When Sir Frederick Ashton died in 1988, one obituary quoted him as having said during one of his frequent bouts of insecurity—this time about the Bolshoi, whose broad, expansive scale he admired, though it went against his own instincts of lyricism and a soft classical perfection—"But what if we're the right pygmies, and they're the wrong giants?" Despite his qualms, Ashton is certainly one of ballet's giants; with George Balanchine (with whom he shares a birth year and whose works we've been celebrating this season), Ashton is one of the two great classical choreographers of the 20th century.

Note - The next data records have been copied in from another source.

PR #1170, opened 2023-11-28
OCPBUGS-17199: remove revision stability check from bootstrap completeness

tjungblu:
slightly more involved checking against actual node status now, requires further testing against assisted installer and some refactoring.

### DIFF
--- a/pkg/operator/clustermemberremovalcontroller/clustermemberremovalcontroller.go
+++ b/pkg/operator/clustermemberremovalcontroller/clustermemberremovalcontroller.go
@@ -89,7 +89,7 @@ func NewClusterMemberRemovalController(
 	return factory.New().
 		WithSync(syncer.Sync).
 		WithSyncDegradedOnError(operatorClient).
-		ResyncEvery(33*time.Minute). // make it slow since nodes are updated every few minutes
+		ResyncEvery(5*time.Minute). // nodes are updated several times a minute, 5m for safety on getting stuck
 		WithBareInformers(networkInformer.Informer()).
 		WithInformers(
 			masterNodeInformer,
@@ -99,6 +99,13 @@ func NewClusterMemberRemovalController(
 }
 
 func (c *clusterMemberRemovalController) sync(ctx context.Context, syncCtx factory.SyncContext) error {
+	// only attempt to scale down if the machine API is functional
+	if isFunctional, err := c.machineAPIChecker.IsFunctional(); err != nil {
+		return fmt.Errorf("failed to determine whether machine api is functional: %w", err)
+	} else if !isFunctional {
+		return nil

From 1949 until the late 1970s, when the Royal Ballet's regular visits to New York, and its cross-country tours in America, stopped, he was one of the most beloved as well as one of the most admired here. Again, with Balanchine, Ashton helped form America's eye and taste for neoclassical ballet.  But the late 1970s is a long time ago now, and Ashton's work is barely known to many younger balletgoers. Although Joffrey Ballet has its own Ashton tradition, dating to Ashton's lifetime, and American Ballet Theatre has dipped its toe irregularly into Ashtonian waters, Ashton's ballets are just beginning to enter American repertories. After ABT's triumph with "La Fille Mal Gardee" a few seasons ago, and the televised production of its staging of "The Dream," one can hope that this 100th birthday summer is the beginning of an Ashton rediscovery, and that company directors will start looking for Ashton works to add to their repertories. If this happens, Lincoln Center may well be able to take a large share of the credit by getting audiences and dancers excited about Ashton again.

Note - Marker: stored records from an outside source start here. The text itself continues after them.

PR #1171, opened 2023-11-30
NO-JIRA: bump library-go and use default UnhealthyPodEvictionPolicy

atiratree:
etcd should use a default UnhealthyPodEvictionPolicy behavior corresponding to the
IfHealthyBudget policy. This policy achieves the least amount of disruption, as it
does not allow eviction when multiple etcd pods do not report readiness.
This can block node drain/maintenance. The cluster administrator should then
analyze these pods and decide which one to bring down manually.

As opposed to for example to kube-apiserver that can use more permissive eviction policy: https://github.com/openshift/cluster-kube-apiserver-operator/pull/1579


Elbehery:
cc @hasbro17 @dusk125

dusk125:
This test is being made optional https://github.com/openshift/release/pull/47252
/override ci/prow/e2e-gcp-qe-no-capabilities

ingvagabund:
/retitle NO-JIRA: bump library-go and use default UnhealthyPodEvictionPolicy

This PR bumps library-go only. The change under pkg/operator/starter.go reflects the new API which is no-op for this operator.

Issue #1181, opened 2024-01-16
Access to a privileged container allows for breakout to the underlying host


lance5890:
1. I have seen many ocp containers have set the ""privileged": true"
```
        "terminationMessagePolicy": "FallbackToLogsOnError",
        "imagePullPolicy": "IfNotPresent",
        "securityContext": {
          "privileged": true
        }
```

2. I just wonder why should the etcd containerd should set the  "privileged": true flag. compared to the kubeadm installation, the etcd container has not this flag

3. when using standard container runtimes (for example ContainerD or CRI-O) access to a privileged container allows for easy breakout to the underlying host, which in turn allows for access to all other workloads on that host and credentials for the node agent (Kubelet)

lance5890:
@Elbehery @tjungblu

tjungblu:
> I just wonder why should the etcd containerd should set the "privileged": true flag.

because we write the etcd data dir onto a hostPath, which requires this unfortunately.

lance5890:
> > I just wonder why should the etcd containerd should set the "privileged": true flag.
> 
> because we write the etcd data dir onto a hostPath, which requires this unfortunately.

1 but even without the 'privileged: true', the openshift-apiserver can also write audit to /var/lib/etcd
2 as the etcd container run as root by default

tjungblu:
I doubt that you can just mount /var/lib/etcd on the host without it. But feel free to try, you already know how to run PRs. 
Plenty of detail around this in https://kubernetes.io/docs/concepts/storage/volumes/#hostpath

tjungblu:
Unless you're at RedHat and can authenticate via our SSO the automation won't be able to add you :) But I'm happy to give you the ok-to-test label to try it out.

PR #1183, opened 2024-01-17
Security: no need to set privileged: true option

lance5890:
no need to set privileged:true option

related to https://github.com/openshift/cluster-etcd-operator/issues/1181

### DIFF
--- a/bindata/etcd/pod.yaml
+++ b/bindata/etcd/pod.yaml
@@ -24,8 +24,6 @@ spec:
           #!/bin/sh
           echo -n "Fixing etcd log permissions."
           chmod 0700 /var/log/etcd && touch /var/log/etcd/etcd-health-probe.log && chmod 0600 /var/log/etcd/*
-      securityContext:
-        privileged: true
       resources:
         requests:
           memory: 50Mi
@@ -66,8 +64,6 @@ spec:
         requests:
           memory: 60Mi
           cpu: 10m
-      securityContext:
-        privileged: true
       env:
 ${COMPUTED_ENV_VARS}
       - name: NODE_IP
@@ -92,8 +88,6 @@ ${COMPUTED_ENV_VARS}
         requests:
           memory: 60Mi
           cpu: 10m
-      securityContext:
-        privileged: true
       volumeMounts:
         - mountPath: /etc/kubernetes/static-pod-resources
           name: resource-dir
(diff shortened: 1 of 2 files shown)


lance5890:
@tjungblu  I think the failed e2e case has nothing to do with with PR

lance5890:
prow/e2e-gcp-qe-no-capabilities This test is being made optional

https://github.com/openshift/release/pull/47252
https://github.com/openshift/release/pull/47890

lance5890:
I feel there is something to do with the selinux  container_log_t  of /var/lib/etcd dir , I will dig this up later

```
ls -lZ /var/log/

system_u:object_r:container_log_t:s0         35 Dec  4 07:48 etcd

```

lance5890:
> @lance5890 while working on certificates right now, I stumbled upon this annotation: https://github.com/openshift/cluster-etcd-operator/blob/master/bindata/bootkube/manifests/00_openshift-etcd-ns.yaml#L11
> 
> Maybe that's causing it to effectively run privileged.

yes, the "openshift.io/run-level: "0" label will skip scc to the pods n ccos-etcd

and the default securityContext is enough to read/write in the /var/lib/etcd dir,

there is no need to set privileged:true , this may some permissions risky

I will continue to pay attention to this issue， any progress I will let u know

lance5890:
> @lance5890 while working on certificates right now, I stumbled upon this annotation: https://github.com/openshift/cluster-etcd-operator/blob/master/bindata/bootkube/manifests/00_openshift-etcd-ns.yaml#L11
> 
> Maybe that's causing it to effectively run privileged.

I have a general idea about this issue, please correct me if I'm wrong

1. yes ,the  openshift.io/run-level: "0" label will skip the scc setting for the pod in ccos-etcd, but this will not cause it to effectively run privileged.
2. if we do not set etcd run as privileged, why should the etcd still can read/write for the /var/lib/etcd dir
- 2.1 this was because the cri-o will not set selinuxLabel for etcd container, such as https://github.com/cri-o/cri-o/blob/a4d194b3ac0ed51f29d4702052d36305dc3d04d6/server/container_create_linux.go#L299-L307

image

- 2.2 so if we just run etcd as HostNetwork, the etcd container will still run as spc_t, which means the etcd container runs as "Super Privileged Container", such as :
 ```
system_u:system_r:spc_t:s0      root      107866 15.9  2.0 11737432 650776 ?     S<sl Jan22 650:08 etcd --logger=zap
```
3. the difference between privileged and HostNetwork when set etcd container  is that the capacities differs, but both privileged and HostNetwork can make etcd container run as spc_t

/cc @haircommander

PR #1188, opened 2024-01-25
WIP: initial test for kubelet fix on SNO

eggfoobar:
This PR is an attempt to validate another approach for resolving OCPBUGS-26489

Validating assumption that ignoring the NODE_IP for SNO deployments will allow cluster reboot to continue as normal


eggfoobar:
This won't work due to kube-api making use of downward api for host ip. This needs to be resolved another way, closing.

PR #1192, opened 2024-02-01
[WIP]add_scrnario_OCP-71253

geliu2016:
@tjungblu I added qe test scenario to e2e test, could you please take a look? 
cc: @sandeepknd


Makefile
```diff
@@ -47,4 +52,13 @@ test-e2e: GO_TEST_FLAGS += -v
 test-e2e: GO_TEST_FLAGS += -timeout 2h
 test-e2e: GO_TEST_FLAGS += -p 1
 test-e2e: test-unit
+test-e2e:
+	go test \
```
tjungblu, line 56: Thanks @geliu2016 - dunno if you saw this already, but @Elbehery added a very similar test in test/e2e/backup_script_test.go already. I believe you could reuse almost everything in there to write a testcase for that bug.

test/e2e/etcd_scenario_test.go
```diff
@@ -0,0 +1,107 @@
...
+				fmt.Println("Remove the debug pod now.")
+				debugPodStr := strings.Split(fmt.Sprintf("delete pod %s -n default", debugPodName), " ")
+				_, err := exec.Command("oc", debugPodStr...).CombinedOutput()
+				Expect(err).NotTo(HaveOccurred())
+			}()
+
+			By("Wait for debug pod to be in Running phase.")
+			err = wait.PollUntilContextTimeout(context.Background(), time.Second, 30*time.Minute, true, func(ctx context.Context) (done bool, err error) {
+				pods, err := clientSet.CoreV1Interface.Pods(debugNamespace).List(ctx, metav1.ListOptions{})
+				if err != nil {
```
lance5890, line 52: if err != nil && !apierrors.IsNotFound(err) {
  return false, err
}

Makefile
geliu2016: Thank you, @tjungblu Yes, I saw there is similar test in backup_script_test.go already, and it checking the etcd backup feature with go function mode, and QE's test are focus on more complex scenarios, and QE using ginkgo mod to design test case, as I reviewed other sub component teams' e2e, they are also organize e2e test with go functions(Dev's prefer) and ginkgo(QE's prefer), it could co-exist, and I wish this backup case is a beginning, we will contribute QE's scenarios with this ginkgo framework.

test/e2e/etcd_scenario_test.go
geliu2016: Updated, thanks

go.mod
```diff
@@ -3,31 +3,34 @@ module github.com/openshift/cluster-etcd-operator
 go 1.20
 
 require (
-	github.com/davecgh/go-spew v1.1.1
+	github.com/cert-manager/cert-manager v1.14.0
```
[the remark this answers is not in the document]
geliu2016: aha, correct it.

Makefile
tjungblu: I prefer to have ginkgo tests in origin: https://github.com/openshift/origin/tree/master/test/extended/etcd

Otherwise this causes too much confusion and I don't want to maintain two test frameworks in here.

PR #1194, opened 2024-02-02
ETCD-512: refactoring the cert signer controller

tjungblu:
Second try, containing a fix for the client secret deletion described in:
https://issues.redhat.com/browse/TRT-1485?focusedId=24060763&page=com.atlassian.jira.plugin.system.issuetabpanels%3Acomment-tabpanel#comment-24060763

----
This PR will
* replace the existing cert rotation logic with more battle tested ones from library-go
* create new signer certificates (metrics + serving) in openshift-etcd namespace, in addition to existing ones in openshift-config
* create new server certificates (peer, serving, serving-metrics)
* create new client certificates (etcd-client, etcd-metrics)
* bundle existing signer certificates with newly created CAs (to stay backward compatible)

The consequence of merging this PR is:
* an additional static pod rollout during installation and upgrades (slightly longer install/upgrade time expected)
* all existing certs are rotated with existing old and new signers, which are distributed to all nodes for actual signer rotation later on

### DIFF
--- a/docs/etcd-tls-assets.md
+++ b/docs/etcd-tls-assets.md
@@ -772,3 +772,53 @@ Eventually, when `cluster-etcd-operator` is installed, running, and
 reporting the `EtcdRunningInCluster = True` condition. This is usually
 when the etcd cluster has scaled to 4, and it is safe to remove the
 bootstrap member.
+
+# The Big CA Cert Rotation
+
+With 4.16 we want to take an initial stab at the rotation of the signer certificates.
+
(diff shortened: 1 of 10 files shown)


tjungblu:
/payload 4.16 nightly blocking

doing another run for good measure, the last one looks green

tjungblu:
@dgoodwin / @simonpasquier I think we're good again, the payloads (if they were running) were green. 

@hasbro17 is going to review this over the course the day and hopefully get this merged again - so heads-up in case there are any issues

PR #1200, opened 2024-02-08
ETCD-535: Manual CA rotation should rotate all leaf certs

tjungblu:
/hold

The cool thing is that we're now able to "swap" signers with the existing logic with:

> $ oc get secret etcd-signer -n openshift-etcd -ojson | jq 'del(.metadata["namespace","creationTimestamp","resourceVersion","selfLink","uid"])' | oc apply -n openshift-config -f -

which is effectively overwriting the new signer from `openshift-etcd` into the old signer in `openshift-config`. That works, because the bundle with the new signer is already distributed to all CP nodes. CEO will then proceed to rewrite all leaf certs, which are then rolled out together via `etcd-all-certs`. 

Manual rotation is then just two step manual process:

Generate new signer: 
>  $ oc delete secret etcd-signer -n openshift-etcd

... wait for the rollout ...

Replace the old signer with the new signer:

> $ oc get secret etcd-signer -n openshift-etcd -ojson | jq 'del(.metadata["namespace","creationTimestamp","resourceVersion","selfLink","uid"])' | oc apply -n openshift-config -f -

### DIFF
--- a/go.mod
+++ b/go.mod
@@ -13,7 +13,7 @@ require (
 	github.com/openshift/api v0.0.0-20231218131639-7a5aa77cc72d
 	github.com/openshift/build-machinery-go v0.0.0-20220913142420-e25cf57ea46d
 	github.com/openshift/client-go v0.0.0-20231218140158-47f6d749b9d9
-	github.com/openshift/library-go v0.0.0-20240305144041-18ee8279b4e3
+	github.com/openshift/library-go v0.0.0-20240312150634-4b1aed6f35f5
 	github.com/pkg/errors v0.9.1
 	github.com/prometheus/client_golang v1.16.0
 	github.com/prometheus/common v0.44.0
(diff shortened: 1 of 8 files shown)


pkg/operator/etcdcertsigner/target_cert_creator.go
```diff
@@ -0,0 +1,70 @@
...
+)
+
+// CARotatingTargetCertCreator ensures we also rotate leaf certificates when we detect a change in signer.
+// The certrotation.TargetCertCreator only assumes the bundle to change on a CA rotation, whereas we have to keep
+// the bundle around for some time for a proper static pod rollout.
+type CARotatingTargetCertCreator struct {
+	certrotation.TargetCertCreator
+}
+
+func (c *CARotatingTargetCertCreator) NeedNewTargetCertKeyPair(
```
hasbro17, line 20: So I get that we're overriding the `NeedNewTargetCertKeyPair()` method here to check the extra constraints on the signer not matching to trigger rotation.

Shouldn't we be using `CARotatingTargetCertCreator` somewhere then?
e.g:
https://github.com/openshift/cluster-etcd-operator/blob/master/pkg/tlshelpers/tlshelpers.go#L216
or
https://github.com/openshift/cluster-etcd-operator/blob/master/pkg/tlshelpers/tlshelpers.go#L109

(Unless I'm being dense and missing where we have that already).

tjungblu: LOL you're right. Sorry, I'll get that done throughout the day.

tjungblu: done

tjungblu:

unrelated OLM failure

tjungblu:
I'm going to set this label to not let a full week of CI run data go to waste - sorry it took so long to retest and eventually get here

/label acknowledge-critical-fixes-only

tjungblu:
sigh, another retest for today :yawning_face:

The Ashton Celebration that's part of this summer's Lincoln Center Festival—appearances by four companies (Birmingham Royal, Joffrey, Royal Ballets, as well as the New York debut of Japan's K-Ballet) dancing 16 ballets among them (17, if you count "Monotones I" and "II" as separate works rather than permanently attached twins)—is brave, and varied and ambitious, in itself a fitting tribute to Ashton. Ashton is generally admired for his lyricism, musicality, deft depiction of charcter through dance, and mastery of the narrative form. All that is certainly true, but one must add that he created many genuinely funny ballets, possessed an unshakable belief in love and passion and beauty, and could turn almost anything—from a Mexican hat dance to a dainty-footed cauliflower—into a classical ballet. He also had what may have been an unfortunate gift. In a century that prized novelty, Ashton's inventions looked so inevitable, so classical, that he made the new look old. Several writers have mentioned this, and it's a thought worth exploring. His Isadora Duncan tribute ("Five Brahms Waltzes in the Manner of Isadora Duncan," which Joffrey Ballet will dance at the Festival, for example, uses Isadora's plastique, gives life to images we known from drawings and is danced in bare feetyet is a classical ballet. It was also a portrait of its first dancer, Lynn Seymour, and so is a tribute to two great dancers rather than one. Writing roles that encapsulated their performers is another Ashton gift that's a double-edged sword.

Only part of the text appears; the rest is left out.